[Opening Data records section]
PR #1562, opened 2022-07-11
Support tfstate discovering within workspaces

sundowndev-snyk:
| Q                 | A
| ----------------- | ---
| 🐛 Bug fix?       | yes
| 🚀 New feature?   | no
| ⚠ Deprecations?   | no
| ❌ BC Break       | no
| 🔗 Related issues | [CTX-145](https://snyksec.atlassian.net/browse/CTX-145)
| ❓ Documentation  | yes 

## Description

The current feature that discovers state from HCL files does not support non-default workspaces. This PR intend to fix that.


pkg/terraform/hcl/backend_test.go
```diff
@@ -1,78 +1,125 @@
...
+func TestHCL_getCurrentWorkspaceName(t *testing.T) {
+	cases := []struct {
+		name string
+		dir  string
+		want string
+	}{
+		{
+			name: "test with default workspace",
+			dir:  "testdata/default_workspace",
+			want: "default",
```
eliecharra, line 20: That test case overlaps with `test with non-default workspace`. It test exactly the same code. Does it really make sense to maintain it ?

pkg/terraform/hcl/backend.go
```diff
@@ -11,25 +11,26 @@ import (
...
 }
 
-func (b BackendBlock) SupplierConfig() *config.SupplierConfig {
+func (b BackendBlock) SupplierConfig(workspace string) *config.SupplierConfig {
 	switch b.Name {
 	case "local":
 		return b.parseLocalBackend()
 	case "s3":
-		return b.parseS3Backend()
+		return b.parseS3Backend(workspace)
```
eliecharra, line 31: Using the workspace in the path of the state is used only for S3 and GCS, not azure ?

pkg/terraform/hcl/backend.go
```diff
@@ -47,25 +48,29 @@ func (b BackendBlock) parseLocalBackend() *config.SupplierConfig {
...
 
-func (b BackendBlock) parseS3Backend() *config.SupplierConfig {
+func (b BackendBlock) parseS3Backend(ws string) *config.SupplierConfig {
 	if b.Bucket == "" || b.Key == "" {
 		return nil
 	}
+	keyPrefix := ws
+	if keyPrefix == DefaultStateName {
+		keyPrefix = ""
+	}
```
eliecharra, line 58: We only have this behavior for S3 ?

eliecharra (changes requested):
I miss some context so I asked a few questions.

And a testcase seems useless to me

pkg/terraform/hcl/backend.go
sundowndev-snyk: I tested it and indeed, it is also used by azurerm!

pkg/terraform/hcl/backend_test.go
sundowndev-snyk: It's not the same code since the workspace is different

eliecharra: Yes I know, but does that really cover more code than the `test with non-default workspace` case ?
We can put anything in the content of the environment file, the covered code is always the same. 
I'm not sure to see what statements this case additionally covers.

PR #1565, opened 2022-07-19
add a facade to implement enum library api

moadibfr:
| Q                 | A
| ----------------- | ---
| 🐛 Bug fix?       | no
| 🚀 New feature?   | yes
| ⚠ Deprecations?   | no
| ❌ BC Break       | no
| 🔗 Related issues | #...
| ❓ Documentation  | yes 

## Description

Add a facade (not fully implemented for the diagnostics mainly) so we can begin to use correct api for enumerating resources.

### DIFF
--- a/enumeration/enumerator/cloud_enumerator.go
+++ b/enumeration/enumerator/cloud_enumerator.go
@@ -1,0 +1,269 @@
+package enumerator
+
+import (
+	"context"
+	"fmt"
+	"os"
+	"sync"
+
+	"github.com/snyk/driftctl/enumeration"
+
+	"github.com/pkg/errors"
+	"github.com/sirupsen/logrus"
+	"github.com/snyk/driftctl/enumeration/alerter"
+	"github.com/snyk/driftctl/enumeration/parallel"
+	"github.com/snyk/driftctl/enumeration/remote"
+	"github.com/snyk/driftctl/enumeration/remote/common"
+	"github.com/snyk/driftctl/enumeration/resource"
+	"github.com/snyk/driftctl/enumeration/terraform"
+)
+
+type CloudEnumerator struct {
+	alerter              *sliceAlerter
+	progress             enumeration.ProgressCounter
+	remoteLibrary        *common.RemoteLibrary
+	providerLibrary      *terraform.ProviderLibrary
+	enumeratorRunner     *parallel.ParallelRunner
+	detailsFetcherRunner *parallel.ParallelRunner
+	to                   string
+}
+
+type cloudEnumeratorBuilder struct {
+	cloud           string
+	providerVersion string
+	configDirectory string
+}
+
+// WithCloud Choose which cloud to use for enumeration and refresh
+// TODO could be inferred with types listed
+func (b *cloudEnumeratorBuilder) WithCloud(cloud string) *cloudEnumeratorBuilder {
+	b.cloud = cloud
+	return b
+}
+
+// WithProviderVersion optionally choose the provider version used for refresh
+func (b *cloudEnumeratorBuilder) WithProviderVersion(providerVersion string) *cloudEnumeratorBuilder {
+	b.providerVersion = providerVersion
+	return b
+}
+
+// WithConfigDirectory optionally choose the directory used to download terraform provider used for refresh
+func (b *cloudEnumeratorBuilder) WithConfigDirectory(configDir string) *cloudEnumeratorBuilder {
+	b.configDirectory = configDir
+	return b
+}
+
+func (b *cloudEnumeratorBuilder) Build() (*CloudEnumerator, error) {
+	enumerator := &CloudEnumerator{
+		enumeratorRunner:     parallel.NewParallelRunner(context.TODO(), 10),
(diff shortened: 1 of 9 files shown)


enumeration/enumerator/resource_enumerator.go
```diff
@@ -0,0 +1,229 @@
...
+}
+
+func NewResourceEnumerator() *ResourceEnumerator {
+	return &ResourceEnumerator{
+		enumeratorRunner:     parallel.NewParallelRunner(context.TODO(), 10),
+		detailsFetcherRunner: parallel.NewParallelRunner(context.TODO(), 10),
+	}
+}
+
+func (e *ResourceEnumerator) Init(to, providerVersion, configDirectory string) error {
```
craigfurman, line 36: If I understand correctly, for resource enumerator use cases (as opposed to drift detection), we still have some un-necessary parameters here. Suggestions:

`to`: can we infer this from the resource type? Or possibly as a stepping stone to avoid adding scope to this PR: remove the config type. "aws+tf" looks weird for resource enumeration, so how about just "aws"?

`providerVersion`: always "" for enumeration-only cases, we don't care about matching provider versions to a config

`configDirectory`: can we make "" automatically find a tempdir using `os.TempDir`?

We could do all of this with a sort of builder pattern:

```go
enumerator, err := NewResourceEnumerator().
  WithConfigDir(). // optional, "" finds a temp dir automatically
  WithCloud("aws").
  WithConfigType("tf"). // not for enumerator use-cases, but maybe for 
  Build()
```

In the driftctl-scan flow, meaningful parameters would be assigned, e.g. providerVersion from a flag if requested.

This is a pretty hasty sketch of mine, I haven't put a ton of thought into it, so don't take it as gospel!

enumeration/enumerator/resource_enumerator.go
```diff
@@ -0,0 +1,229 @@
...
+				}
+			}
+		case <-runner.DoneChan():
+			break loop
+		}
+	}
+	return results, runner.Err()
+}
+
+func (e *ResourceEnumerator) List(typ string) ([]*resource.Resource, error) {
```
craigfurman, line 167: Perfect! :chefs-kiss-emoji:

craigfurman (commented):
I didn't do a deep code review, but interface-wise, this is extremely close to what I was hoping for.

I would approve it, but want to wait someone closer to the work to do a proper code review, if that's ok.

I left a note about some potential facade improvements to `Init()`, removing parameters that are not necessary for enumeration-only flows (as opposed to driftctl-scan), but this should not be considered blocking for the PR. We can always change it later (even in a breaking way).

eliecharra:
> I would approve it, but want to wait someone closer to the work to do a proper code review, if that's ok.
[Closing Data records section]
About this task
Faithfully reproduce all of the records, character for character.

Result below
PR #1562, opened 2022-07-11
Support tfstate discovering within workspaces

sundowndev-snyk:
| Q                 | A
| ----------------- | ---
| 🐛 Bug fix?       | yes
| 🚀 New feature?   | no
| ⚠ Deprecations?   | no
| ❌ BC Break       | no
| 🔗 Related issues | [CTX-145](https://snyksec.atlassian.net/browse/CTX-145)
| ❓ Documentation  | yes 

## Description

The current feature that discovers state from HCL files does not support non-default workspaces. This PR intend to fix that.


pkg/terraform/hcl/backend_test.go
```diff
@@ -1,78 +1,125 @@
...
+func TestHCL_getCurrentWorkspaceName(t *testing.T) {
+	cases := []struct {
+		name string
+		dir  string
+		want string
+	}{
+		{
+			name: "test with default workspace",
+			dir:  "testdata/default_workspace",
+			want: "default",
```
eliecharra, line 20: That test case overlaps with `test with non-default workspace`. It test exactly the same code. Does it really make sense to maintain it ?

pkg/terraform/hcl/backend.go
```diff
@@ -11,25 +11,26 @@ import (
...
 }
 
-func (b BackendBlock) SupplierConfig() *config.SupplierConfig {
+func (b BackendBlock) SupplierConfig(workspace string) *config.SupplierConfig {
 	switch b.Name {
 	case "local":
 		return b.parseLocalBackend()
 	case "s3":
-		return b.parseS3Backend()
+		return b.parseS3Backend(workspace)
```
eliecharra, line 31: Using the workspace in the path of the state is used only for S3 and GCS, not azure ?

pkg/terraform/hcl/backend.go
```diff
@@ -47,25 +48,29 @@ func (b BackendBlock) parseLocalBackend() *config.SupplierConfig {
...
 
-func (b BackendBlock) parseS3Backend() *config.SupplierConfig {
+func (b BackendBlock) parseS3Backend(ws string) *config.SupplierConfig {
 	if b.Bucket == "" || b.Key == "" {
 		return nil
 	}
+	keyPrefix := ws
+	if keyPrefix == DefaultStateName {
+		keyPrefix = ""
+	}
```
eliecharra, line 58: We only have this behavior for S3 ?

eliecharra (changes requested):
I miss some context so I asked a few questions.

And a testcase seems useless to me

pkg/terraform/hcl/backend.go
sundowndev-snyk: I tested it and indeed, it is also used by azurerm!

pkg/terraform/hcl/backend_test.go
sundowndev-snyk: It's not the same code since the workspace is different

eliecharra: Yes I know, but does that really cover more code than the `test with non-default workspace` case ?
We can put anything in the content of the environment file, the covered code is always the same. 
I'm not sure to see what statements this case additionally covers.

PR #1565, opened 2022-07-19
add a facade to implement enum library api

moadibfr:
| Q                 | A
| ----------------- | ---
| 🐛 Bug fix?       | no
| 🚀 New feature?   | yes
| ⚠ Deprecations?   | no
| ❌ BC Break       | no
| 🔗 Related issues | #...
| ❓ Documentation  | yes 

## Description

Add a facade (not fully implemented for the diagnostics mainly) so we can begin to use correct api for enumerating resources.

### DIFF
--- a/enumeration/enumerator/cloud_enumerator.go
+++ b/enumeration/enumerator/cloud_enumerator.go
@@ -1,0 +1,269 @@
+package enumerator
+
+import (
+	"context"
+	"fmt"
+	"os"
+	"sync"
+
+	"github.com/snyk/driftctl/enumeration"
+
+	"github.com/pkg/errors"
+	"github.com/sirupsen/logrus"
+	"github.com/snyk/driftctl/enumeration/alerter"
+	"github.com/snyk/driftctl/enumeration/parallel"
+	"github.com/snyk/driftctl/enumeration/remote"
+	"github.com/snyk/driftctl/enumeration/remote/common"
+	"github.com/snyk/driftctl/enumeration/resource"
+	"github.com/snyk/driftctl/enumeration/terraform"
+)
+
+type CloudEnumerator struct {
+	alerter              *sliceAlerter
+	progress             enumeration.ProgressCounter
+	remoteLibrary        *common.RemoteLibrary
+	providerLibrary      *terraform.ProviderLibrary
+	enumeratorRunner     *parallel.ParallelRunner
+	detailsFetcherRunner *parallel.ParallelRunner
+	to                   string
+}
+
+type cloudEnumeratorBuilder struct {
+	cloud           string
+	providerVersion string
+	configDirectory string
+}
+
+// WithCloud Choose which cloud to use for enumeration and refresh
+// TODO could be inferred with types listed
+func (b *cloudEnumeratorBuilder) WithCloud(cloud string) *cloudEnumeratorBuilder {
+	b.cloud = cloud
+	return b
+}
+
+// WithProviderVersion optionally choose the provider version used for refresh
+func (b *cloudEnumeratorBuilder) WithProviderVersion(providerVersion string) *cloudEnumeratorBuilder {
+	b.providerVersion = providerVersion
+	return b
+}
+
+// WithConfigDirectory optionally choose the directory used to download terraform provider used for refresh
+func (b *cloudEnumeratorBuilder) WithConfigDirectory(configDir string) *cloudEnumeratorBuilder {
+	b.configDirectory = configDir
+	return b
+}
+
+func (b *cloudEnumeratorBuilder) Build() (*CloudEnumerator, error) {
+	enumerator := &CloudEnumerator{
+		enumeratorRunner:     parallel.NewParallelRunner(context.TODO(), 10),
(diff shortened: 1 of 9 files shown)


enumeration/enumerator/resource_enumerator.go
```diff
@@ -0,0 +1,229 @@
...
+}
+
+func NewResourceEnumerator() *ResourceEnumerator {
+	return &ResourceEnumerator{
+		enumeratorRunner:     parallel.NewParallelRunner(context.TODO(), 10),
+		detailsFetcherRunner: parallel.NewParallelRunner(context.TODO(), 10),
+	}
+}
+
+func (e *ResourceEnumerator) Init(to, providerVersion, configDirectory string) error {
```
craigfurman, line 36: If I understand correctly, for resource enumerator use cases (as opposed to drift detection), we still have some un-necessary parameters here. Suggestions:

`to`: can we infer this from the resource type? Or possibly as a stepping stone to avoid adding scope to this PR: remove the config type. "aws+tf" looks weird for resource enumeration, so how about just "aws"?

`providerVersion`: always "" for enumeration-only cases, we don't care about matching provider versions to a config

`configDirectory`: can we make "" automatically find a tempdir using `os.TempDir`?

We could do all of this with a sort of builder pattern:

```go
enumerator, err := NewResourceEnumerator().
  WithConfigDir(). // optional, "" finds a temp dir automatically
  WithCloud("aws").
  WithConfigType("tf"). // not for enumerator use-cases, but maybe for 
  Build()
```

In the driftctl-scan flow, meaningful parameters would be assigned, e.g. providerVersion from a flag if requested.

This is a pretty hasty sketch of mine, I haven't put a ton of thought into it, so don't take it as gospel!

enumeration/enumerator/resource_enumerator.go
```diff
@@ -0,0 +1,229 @@
...
+				}
+			}
+		case <-runner.DoneChan():
+			break loop
+		}
+	}
+	return results, runner.Err()
+}
+
+func (e *ResourceEnumerator) List(typ string) ([]*resource.Resource, error) {
```
craigfurman, line 167: Perfect! :chefs-kiss-emoji:

craigfurman (commented):
I didn't do a deep code review, but interface-wise, this is extremely close to what I was hoping for.

I would approve it, but want to wait someone closer to the work to do a proper code review, if that's ok.

I left a note about some potential facade improvements to `Init()`, removing parameters that are not necessary for enumeration-only flows (as opposed to driftctl-scan), but this should not be considered blocking for the PR. We can always change it later (even in a breaking way).

eliecharra:
> I would approve it, but want to wait someone closer to the work to do a proper code review, if that's ok.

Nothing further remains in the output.